(What is being asked): Whatever the records below say, write them all out exactly.

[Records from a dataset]
━━━━━━━━━━━━━━━━
PR #703, opened 2025-07-09
Making mshv3 the default mshv hypervisor in hyperlight_host (instead of mshv2)

marosset:
Setting `mshv3` as the default mshv hypervisor (instead of `mshv2`) in preparation for deprecating/removing mshv2 support.

### DIFF
--- a/.github/workflows/Benchmarks.yml
+++ b/.github/workflows/Benchmarks.yml
@@ -57,7 +57,7 @@ jobs:
           GH_TOKEN: ${{ secrets.GITHUB_TOKEN }}
 
       - name: Run Benchmarks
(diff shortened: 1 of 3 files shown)


syntactically:
If you are doing this without removing the mshv2 code, and want to leave in the mshv2 CI checks for now, I think you need to change the cfg aliases [here](https://github.com/hyperlight-dev/hyperlight/blob/main/src/hyperlight_host/build.rs#L102) to make it so that having both mshv2 and mshv3 enabled results in mshv2 support instead of mshv3 support, or you need to build with no-default-features any time you want mshv2 support (which sounds a bit unpleasant).

syntactically (approved):
LGTM, if it works everywhere. This will probably need dependent changes in all the downstream repos.

ludfjig (approved):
━━━━━━━━━━━━━━━━
(Answer section):
PR #703, opened 2025-07-09
Making mshv3 the default mshv hypervisor in hyperlight_host (instead of mshv2)

marosset:
Setting `mshv3` as the default mshv hypervisor (instead of `mshv2`) in preparation for deprecating/removing mshv2 support.

### DIFF
--- a/.github/workflows/Benchmarks.yml
+++ b/.github/workflows/Benchmarks.yml
@@ -57,7 +57,7 @@ jobs:
           GH_TOKEN: ${{ secrets.GITHUB_TOKEN }}
 
       - name: Run Benchmarks
(diff shortened: 1 of 3 files shown)


syntactically:
If you are doing this without removing the mshv2 code, and want to leave in the mshv2 CI checks for now, I think you need to change the cfg aliases [here](https://github.com/hyperlight-dev/hyperlight/blob/main/src/hyperlight_host/build.rs#L102) to make it so that having both mshv2 and mshv3 enabled results in mshv2 support instead of mshv3 support, or you need to build with no-default-features any time you want mshv2 support (which sounds a bit unpleasant).

syntactically (approved):
LGTM, if it works everywhere. This will probably need dependent changes in all the downstream repos.

ludfjig (approved):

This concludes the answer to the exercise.